Webhooks triggered by the Sweep index have the same limits because they are constrained by the same matched search results.

However, webhooks triggered by the Percolator do not have this limitation. Instead, every document that matches an alert (after applying the corresponding filters) is sent as a Search alert Webhook in real-time.

We discussed that it would make sense to apply a rate-limiter or throttling to these webhooks, analyzing before what would be better for the use case.

mlissner commented 1 month ago

Thanks for filing this. I think there are a few goals here:

  1. Prevent people from making searches that trigger on too much stuff.
  2. Prevent abuse.
  3. Identify big users and charge them more.

I think the way to do this is:

  1. Have rate limits for each webhook event type-endpoint pair stored in the DB so they can be easily adjusted via the Admin page.

    Allow multiple rate limits per user, so that they can have 5/m and 10/h, say at the same time.

  2. Cache the rate limits in redis or in memory so that they don't have to be checked before each event. Maybe a five minute cache?

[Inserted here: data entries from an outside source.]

PR #389, opened 2025-06-04
Fix charts templating: remove circular dependency between Makefiles a…

mpryahin:
## 📝 Description

Fix charts templating: remove circular dependency between Makefiles and Helm charts

Restructured how context is passed to chart templates to break the loop where Makefiles provided rendering context, while also depending on variables from Helm charts. Also enabled components that are not packaged as Helm charts to inherit the Makefile.shared build logic.

Previously, the `name` field in a component's `Chart.yaml` served as the source of truth. Moreover, component artifacts should not be used as the place to store component metadata as today it’s a Helm chart, tomorrow it could be something else.

This approach made it impossible to reuse the build logic defined in `Makefile.shared` for components that are not packaged as helm charts.

Additionally, the makefile logic read this value from `Chart.yaml` and, after some transformations, used it as context to resolve placeholders within `Chart.yaml`, introducing a circular dependency.

This PR makes the component's Makefile the single source of truth for component metadata.

## ✨ Type of Change

- [ ] 🔒 **Security update**
- [ ] 🧪 **Tests**

## 🧪 Testing Scenarios

- [x] ✅ Tested manually

## ✅ Checklist

### DIFF
--- a/interactive_ai/services/media/Makefile
+++ b/interactive_ai/services/media/Makefile
@@ -3,5 +3,6 @@
 
 include ../../../Makefile.shared-go
 
+COMPONENT_NAME := media-ms
 DOCKER_BUILD_CONTEXT := --build-context iai_core=$(CWD)/interactive_ai/libs/iai_core_go
 DOCKER_IMAGE_DESCRIPTION := Media Service for Geti
--- a/Makefile.shared
+++ b/Makefile.shared
@@ -82,9 +82,8 @@ publish-image:
 build-chart:
 	mkdir -p ${CHART_BUILD_DIR}
 	cp -r ${CHART_DIR}/* ${CHART_BUILD_DIR}/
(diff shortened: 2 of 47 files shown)


AlbertvanHouten (approved):

interactive_ai/services/media/Makefile
```diff
@@ -3,5 +3,6 @@
 
 include ../../../Makefile.shared-go
 
+COMPONENT_NAME := media-ms
```
leoll2, line 6: The other services don't have the `-ms` suffix. How much effort would it be to remove it?

leoll2 (approved):

interactive_ai/services/media/Makefile
mpryahin: Thanks, Leo! I will create a ticket to unify all component names as I also noticed some components are named in a snake case notation like `weights_downloader`. Regarding efforts - we'll have to configure the container registry.

jcchr (approved):

MarkRedeman (approved):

  3. Maintain rolling usage numbers in redis for speed, and so it's similar to the API.

That part seems pretty straightforward on the whole.

The next question is what the default rate(s) should be. We monitor the usage of webhooks and they're envisioned mostly for commercial orgs, so I think the answer is:

  1. Set a value that protects us from problems (DDOS, whatever).

  2. When an org starts using these, negotiate a number of webhook events for them, and set it to that value.

The final question is what to do when rates are exceeded. I think the kind thing to do is:

I think that largely covers the bases?